-- Data records follows --

PR #296, opened 2025-12-17
Remove all imports

giordano:
Follow up from #294.

@glwagner I put into separate commits the more contentious changes:

* `div_ρUc` has all main methods defined in `Advection` and that module even exports it, I don't see why it should be defined in `AtmosphereModels`
* `compute_forcing!` is defined in the forcing interface file in `AtmosphereModels`, but the generic method is defined in `Forcings`, I don't know, that feels backward to me 😅

### DIFF
--- a/src/BoundaryConditions/BoundaryConditions.jl
+++ b/src/BoundaryConditions/BoundaryConditions.jl
@@ -21,8 +21,7 @@ using Oceananigans.Fields: Field, set!
 using Oceananigans.BoundaryConditions: BoundaryConditions as OceananigansBC,
                                        BoundaryCondition,
                                        Flux,
-                                       FieldBoundaryConditions,
-                                       getbc
+                                       FieldBoundaryConditions
 
 using Oceananigans.Operators: ℑxyᶠᶜᵃ, ℑxyᶜᶠᵃ, ℑxᶜᵃᵃ, ℑyᵃᶜᵃ
 
--- a/src/AtmosphereModels/atmosphere_model.jl
+++ b/src/AtmosphereModels/atmosphere_model.jl
@@ -7,7 +7,7 @@ using Oceananigans.AbstractOperations: @at
 using Oceananigans.BoundaryConditions: FieldBoundaryConditions, regularize_field_boundary_conditions
 using Oceananigans.Diagnostics: Diagnostics as OceananigansDiagnostics, NaNChecker
 using Oceananigans.Grids: ZDirection
-using Oceananigans.Models: Models, boundary_condition_args, validate_model_halo, validate_tracer_advection
+using Oceananigans.Models: Models, validate_model_halo, validate_tracer_advection
 using Oceananigans.Models.HydrostaticFreeSurfaceModels: validate_momentum_advection
 using Oceananigans.Solvers: FourierTridiagonalPoissonSolver
 using Oceananigans.TimeSteppers: TimeStepper
--- a/src/MoistAirBuoyancies.jl
+++ b/src/MoistAirBuoyancies.jl
@@ -22,9 +22,7 @@ using DocStringExtensions: TYPEDSIGNATURES
 using Oceananigans: Oceananigans, Center, Field, KernelFunctionOperation
 using Oceananigans.BuoyancyFormulations: BuoyancyFormulations,
     AbstractBuoyancyFormulation,
-    buoyancy_perturbationᶜᶜᶜ,
-    ∂z_b,
-    required_tracers
+    buoyancy_perturbationᶜᶜᶜ
 using Oceananigans.Grids: AbstractGrid
 using Oceananigans.Operators: ∂zᶜᶜᶠ
 


glwagner:
> * `div_ρUc` has all main methods defined in `Advection` and that module even exports it, I don't see why it should be defined in `AtmosphereModels`
> * `compute_forcing!` is defined in the forcing interface file in `AtmosphereModels`, but the generic method is defined in `Forcings`, I don't know, that feels backward to me 😅

This design was an attempt to clarify / clean up the mess that has developed in Oceananigans. The idea is that AtmosphereModel defines the _interface_ for its computations, which are then (optionally) extended later on. This clarifies whether or not the model structure is "available" when a scheme is constructed.

The construction of an advection scheme or forcing is inevitably entangled with the model design. As an example, we use a method `materialize_forcing` to build the elements of a forcing function that depend on specific (hidden to the use) aspects of a model.

Modules that are input before AtmosphereModels become dependencies of AtmosphereModel. If we split those from Breeze, then Breeze depends on them. Whereas modules that come after become extensions which could be easily / cleanly split into other packages that depend on Breeze.

If we go this route then I think we have a situation where some model features, like advection and forcing, are dependencies of the model. Whereas others, like "microphysics", depend themselves on AtmosphereModel and can be viewed as extensions.

I'm ok with with this split design. I was just wondering if have a more uniform treatment of all model features might clarify the situation.

What are your thoughts @giordano ?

-- Data records concluded --

## How to complete this task
Copy task for the entries above: every line with the string "more".

## Written solution
@glwagner I put into separate commits the more contentious changes:
I'm ok with with this split design. I was just wondering if have a more uniform treatment of all model features might clarify the situation.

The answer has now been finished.